Workaround for Impala Regex lookahead and lookbehind

If I use Hive, the below works fine. But if I use Impala, it throws error:

select regexp_replace("foobarbarfoo","bar(?=bar)","<NA>");

WARNINGS: Could not compile regexp pattern: bar(?=bar)
Error: invalid perl operator: (?=

Basically, Impala doesn't support lookahead and lookbehind

https://www.cloudera.com/documentation/enterprise/release-notes/topics/impala_incompatible_changes.html#incompatible_changes_200

Is there a workaround for this today?

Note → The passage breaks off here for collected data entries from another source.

PR #9543, opened 2025-02-28
docs(platform): Example block

Swiftyos:
This PR introduces `ExampleBlock` and `ExampleTriggerBlock` to showcase best practices for creating blocks, managing credentials, and integrating webhooks. Key changes:

- Added example blocks for standard and trigger-based workflows.
- Included mock credentials and cost configuration.
- Implemented webhook manager for event handling.

**Purpose**: This is an example PR, not intended for merging. We’re requesting reviews to ensure it captures the best practices for block creation and serves as an optimal reference for contributors.

### Checklist
- [ ] Changes clearly listed
- [ ] Reviews requested to confirm best practices


autogpt_platform/backend/backend/blocks/example.py
```diff
@@ -0,0 +1,160 @@
...
+            # The set of categories that the block belongs to.
+            # Each category is an instance of BlockCategory Enum.
+            categories={BlockCategory.BASIC},
+            # The schema, defined as a Pydantic model, for the input data.
+            input_schema=self.ExampleBlockInput,
+            # The schema, defined as a Pydantic model, for the output data.
+            output_schema=self.ExampleBlockOutput,
+            # The list or single sample input data for the block, for testing.
+            # This is an instance of the Input schema with sample values.
+            test_input=self.ExampleBlockInput(
```
ntindle: I think this input needs the credentials too

autogpt_platform/backend/backend/blocks/example.py
```diff
@@ -0,0 +1,160 @@
...
+
+    def my_function_that_can_be_mocked(self, input: str) -> str:
+        logger.info("my_function_that_can_be_mocked called with input: %s", input)
+        return "Hello, world!"
+
+    def run(self, input_data: ExampleBlockInput, **kwargs) -> BlockOutput:
+        try:
+            message = self.my_function_that_can_be_mocked(input_data.greeting)
+            yield "response", {"message": message}
+        except Exception as e:
```
ntindle: This should be handled already I believe by the wrapper on the block, unless you want to handle different types of errors differently in which case you should re-raise cc @majdyz

autogpt_platform/backend/backend/blocks/example.py
```diff
@@ -0,0 +1,160 @@
...
+            logger.error("Error in run method: %s", e)
+            yield "error", str(e)
+
+
+class ExampleTriggerBlock(Block):
```
ntindle: For vague reasons these go in a trigger.py file — mostly consistency

autogpt_platform/backend/backend/blocks/example.py
```diff
@@ -0,0 +1,160 @@
...
+                name="Craig", greeting="Hello", is_funny=True
+            ).model_dump(),
+            # The list or single expected output if the test_input is run.
+            # Each output is a tuple of (output_name, output_data).
+            test_output=[
+                ("response", {"message": "Hello, world!"}),
+            ],
+            # Function names on the block implementation to mock on test run.
+            # Each mock is a dictionary with function names as keys and mock implementations as values.
+            test_mock={
```
ntindle: It’s afaik not possible to mock some calls so a lot of the time static functions are made as part of the block for easy testing to mock everything up at once

```
@staticmethod
def _request_horse(client, name)-> Whatever
    pass
```

autogpt_platform/backend/backend/data/block_cost_config.py
```diff
@@ -267,4 +269,16 @@
         )
     ],
     SmartDecisionMakerBlock: LLM_COST,
+    ExampleBlock: [
+        BlockCost(
```
ntindle, line 273: Keep in mind there’s other types of costs — not saying you have to use them in your example just that they exist

autogpt_platform/backend/backend/integrations/credentials_store.py
```diff
@@ -169,6 +169,14 @@
...
 )
 
+example_credentials = APIKeyCredentials(
+    id="a2b7f68f-aa6a-4995-99ec-b45b40d33498",
+    provider="example-provider",
+    api_key=SecretStr("mock-example-api-key"),
+    title="Use Credits for Example",
+    expires_at=None,
+)
+
```
ntindle, line 179: Also needs to go in array below this and around line 230ish here if we want it to be available as a system credential we fill for users

ntindle (commented):
This is missing 
- _api.py and _auth.py file formats for when you have more than one related block
- How to split blocks up into different files that are related
- best practices/examples of inputs and output formatting such as yielding the list and the items in the list as two separate things

im sure I’ll think of more but this is a good start

autogpt_platform/backend/backend/blocks/example.py
ntindle: Also these typically aren’t done as the object, but it’s not a bad idea

autogpt_platform/backend/backend/data/block_cost_config.py
Swiftyos: I'm not sure how bytes or second type block cost would look yet.

@majdyz can you give example of these 2 types of billing

Swiftyos:
I've made all the changes you've suggested. Though still need to make examples of these:

> best practices/examples of inputs and output formatting such as yielding the list and the items in the list as two separate things

autogpt_platform/backend/.env.example
```diff
@@ -62,6 +62,9 @@ PLATFORM_BASE_URL=http://localhost:3000
 # For the OAuth callback URL, use <your_frontend_url>/auth/integrations/oauth_callback,
 # e.g. http://localhost:3000/auth/integrations/oauth_callback
 
+# Example API Key
+EXAMPLE_API_KEY=
```
ntindle: Move this down past the OAuth stuff

autogpt_platform/backend/backend/blocks/example/_api.py
```diff
@@ -0,0 +1,144 @@
+from __future__ import annotations
+
+import json
+from typing import Any, Dict, Optional
+
+from backend.data.model import APIKeyCredentials
+from backend.util.request import Requests
```
ntindle, line 16: Comment this here that we have our own wrapper

autogpt_platform/backend/backend/blocks/example/_api.py
```diff
@@ -0,0 +1,144 @@
+from __future__ import annotations
+
+import json
```
ntindle: 20% sure we have a json wrapper

autogpt_platform/backend/backend/blocks/example/example.py
```diff
@@ -0,0 +1,115 @@
...
+                "my_function_that_can_be_mocked": lambda *args, **kwargs: "Hello, world!"
+            },
+            # The credentials required for testing the block.
+            # This is an instance of APIKeyCredentials with sample values.
+            test_credentials=TEST_CREDENTIALS,
+            # The type of the block, which is an instance of BlockType Enum.
+            block_type=BlockType.STANDARD,
+            # The webhook configuration for the block, if any.
+            # This can be an instance of BlockWebhookConfig or BlockManualWebhookConfig.
+            webhook_config=None,
```
ntindle: I think we just leave this off for now

autogpt_platform/backend/backend/blocks/example/example.py
```diff
@@ -0,0 +1,115 @@
...
+        )
+
+    @staticmethod
+    def my_static_method(input: str) -> str:
+        logger.info("my_static_method called with input: %s", input)
+        return f"Hello, {input}!"
+
+    def my_function_that_can_be_mocked(
```
ntindle, line 116: Why credentials optional? Imo not good pattern

autogpt_platform/backend/backend/integrations/credentials_store.py
```diff
@@ -225,6 +234,8 @@ def get_all_creds(self, user_id: str) -> list[Credentials]:
         all_credentials.append(ollama_credentials)
 
         # These will only be added if the API key is set
+        if settings.secrets.example_api_key:
```
ntindle, line 237: Forgot this but these need added to the frontend too to hide from the integrations page

ntindle: Actually the provider needs added to the frontend too

Swiftyos: The number of files that need to be modified for adding a new block / integration is concerning me.

Do you think we could reduce that requirement?

autogpt_platform/backend/backend/blocks/example/_api.py
Swiftyos: We do, we are only using the json module for the error that is caught.

I've change the import to specifically import the error

autogpt_platform/backend/backend/integrations/credentials_store.py
ntindle: This is actually something pwuts and I have talked about. Big one would be generating the provider list on frontend and backend but somehow having it still work with typing. I'm pretty sure that's possible with a generated package which we should really consider already for our client and types layer

AutoGPT-Agent:
The PR has several issues that need addressing before it can be approved:
1. The PR template is not properly filled out - the checkboxes for code changes and configuration changes are not marked
2. The test plan section is empty and not filled out despite this being a code change
3. Configuration changes are present (.env.example modified) but the corresponding checklist items are not checked off
4. While the PR description explains the purpose, it doesn't provide a clear list of changes as required

AutoGPT-Agent:
The PR is well structured and follows most requirements but has some notable issues:
1. The PR template is filled out but missing some key checkmarks - particularly around the test plan which seems important for an example implementation
2. While the PR title has a scope 'docs(platform)', this may not be fully accurate since it's adding actual implementation code, not just documentation
3. The template appears to be partially filled but some sections like the test plan details are left unchecked

However, the implementation itself appears solid with appropriate documentation and the author explicitly states this is meant as an example PR for best practices, acknowledging it's not intended for merging. The changes are well documented and the implementation appears complete.

autogpt_platform/backend/backend/blocks/example/_api.py
majdyz: Why don't we use `requests` instead of the class itself.

autogpt_platform/backend/backend/blocks/example/_api.py
```diff
@@ -0,0 +1,128 @@
...
+from json import JSONDecodeError
+from typing import Any, Dict, Optional
+
+from backend.data.model import APIKeyCredentials
+
+# This is a wrapper around the requests library that is used to make API requests.
+from backend.util.request import Requests
+
+
+class ExampleAPIException(Exception):
```
majdyz, line 19: Why do we need to do this ?

autogpt_platform/backend/backend/blocks/example/_api.py
```diff
@@ -0,0 +1,128 @@
...
+    def __init__(self, message: str, status_code: int):
+        super().__init__(message)
+        self.status_code = status_code
+
+
+class ExampleClient:
```
majdyz, line 35: Why is this client boilerplate needed?

autogpt_platform/backend/backend/blocks/example/_api.py
```diff
@@ -0,0 +1,128 @@
...
+        Returns:
+            The parsed JSON response data.
+
+        Raises:
+            ExampleAPIException: If the API request fails.
+        """
+        if not response.ok:
+            try:
+                error_data = response.json()
+                error_message = error_data.get("error", {}).get("message", "")
```
majdyz, line 76: why are we expecting the error message to be within {error: message: ... } format?

autogpt_platform/backend/backend/blocks/example/example.py
```diff
@@ -0,0 +1,143 @@
...
+logger = logging.getLogger(__name__)
+
+
+class ExampleBlock(Block):
+
+    class Input(BlockSchema):
+        name: str = SchemaField(
+            description="The name of the example block", placeholder="Enter a name"
+        )
+        greetings: list[str] = SchemaField(
```
majdyz, line 25: It's good to show features around the field like `advanced` or `hidden` toggle

autogpt_platform/backend/backend/blocks/example/example.py
```diff
@@ -0,0 +1,143 @@
...
+        is_funny: bool = SchemaField(
+            description="Whether the block is funny", placeholder="True", default=True
+        )
+        # Only if the block needs credentials
+        credentials: ExampleCredentialsInput = CredentialsField(
+            description="The credentials for the example block"
+        )
+
+    class Output(BlockSchema):
+        response: dict[str, Any] = SchemaField(
```
majdyz: Since this is a best practice, I think we should avoid using dict and use a proper object return type

autogpt_platform/backend/backend/blocks/example/example.py
```diff
@@ -0,0 +1,143 @@
...
+            description="The response object generated by the example block."
+        )
+        all_responses: list[dict[str, Any]] = SchemaField(
```
majdyz: all_response can confuse the user especially when described as `All the responses from the example block`.
I think this field only represents responses that are grouped within a single block execution.

autogpt_platform/backend/backend/blocks/example/example.py
```diff
@@ -0,0 +1,143 @@
...
+        super().__init__(
+            # The unique identifier for the block, this value will be persisted in the DB.
+            # It should be unique and constant across the application run.
+            # Use the UUID format for the ID.
+            id="380694d5-3b2e-4130-bced-b43752b70de9",
+            # The description of the block, explaining what the block does.
+            description="The example block",
+            # The list of contributors who contributed to the block.
+            # Each contributor is represented by a ContributorDetails object.
+            contributors=[ContributorDetails(name="Craig Swift")],
```
majdyz: Seems like a contributor needs to be in a centralized place.

autogpt_platform/backend/backend/blocks/example/example.py
```diff
@@ -0,0 +1,143 @@
...
+            # Function names on the block implementation to mock on test run.
+            # Each mock is a dictionary with function names as keys and mock implementations as values.
+            test_mock={
+                "my_function_that_can_be_mocked": lambda *args, **kwargs: "Hello, world!"
+            },
+            # The credentials required for testing the block.
+            # This is an instance of APIKeyCredentials with sample values.
+            test_credentials=TEST_CREDENTIALS,
+            # The type of the block, which is an instance of BlockType Enum.
+            block_type=BlockType.STANDARD,
```
majdyz: Won't this block be marked as disabled? If not it will show up on the block list.

autogpt_platform/backend/backend/blocks/example/example.py
```diff
@@ -0,0 +1,143 @@
...
+        )
+
+    @staticmethod
+    def my_static_method(post_greeting: str) -> str:
```
majdyz: Why static, it can't be mocked

autogpt_platform/backend/backend/blocks/example/example.py
```diff
@@ -0,0 +1,143 @@
...
+            graph_exec_id: The ID of the current graph execution.
+            node_exec_id: The ID of the current node execution.
+            user_id: The ID of the user executing the block.
+        """
+        rtn_all_responses: list[dict[str, Any]] = []
+        # Here we deomonstrate best practice for blocks that need to yield multiple items.
+        # We yield each item from the list to allow for operations on each element.
+        # We also yield the complete list for situations when the full list is needed.
+        for greeting in input_data.greetings:
+            full_greeting = ExampleBlock.my_static_method(greeting)
```
majdyz: I don't think this is a good pattern

autogpt_platform/backend/backend/blocks/example/example.py
```diff
@@ -0,0 +1,143 @@
...
+            message = self.my_function_that_can_be_mocked(full_greeting, credentials)
+            rtn_all_responses.append({"message": message})
+            yield "response", {"message": message}
+        yield "all_responses", rtn_all_responses
```
majdyz, line 153: I don't know if this is a good pattern to share with others. It will pollute the output & replicate data unnecessarily. 

@ntindle @Torantulino I know you've been using this approach for batching the responses, is there a way to get around this to be handled natively?

majdyz: Each stream of output will end up having 3 pins, singular data (stream), the batch (list on each block execution, which ends up needing to be batched again across different block executions), and the count.

autogpt_platform/backend/backend/blocks/example/triggers.py
```diff
@@ -0,0 +1,65 @@
...
+    activated when a webhook event is received from the specified provider.
+    """
+
+    class Input(BlockSchema):
+        # The payload field is hidden because it's automatically populated by the webhook
+        # system rather than being manually entered by the user
+        payload: dict = SchemaField(hidden=True)
+
+    class Output(BlockSchema):
+        event_data: dict = SchemaField(
```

Maybe use UDF?

Thanks.

1 answer

  • answered 2018-07-11 06:55 Wiktor Stribiżew

    Since you are using regexp_replace, match and capture the part of string you want to keep (but want to use as must-have context) and replace with a backreference. See the regexp_replace Impala reference:

    These examples show how you can replace parts of a string matching a pattern with replacement text, which can include backreferences to any () groups in the pattern string. The backreference numbers start at 1, and any \characters must be escaped as \\.

    So, here, you may use

    select regexp_replace("foobarbarfoo","bar(bar)","<NA>\\1");
                                             ^   ^       ^^^   
    

    Note it will not work to replace consecutive matches, however, it will work in the current scenario and foobarbarfoo will turn into foo<NA>barfoo (note that Go regex engine is also RE2, hence this option is chosen at regex101.com).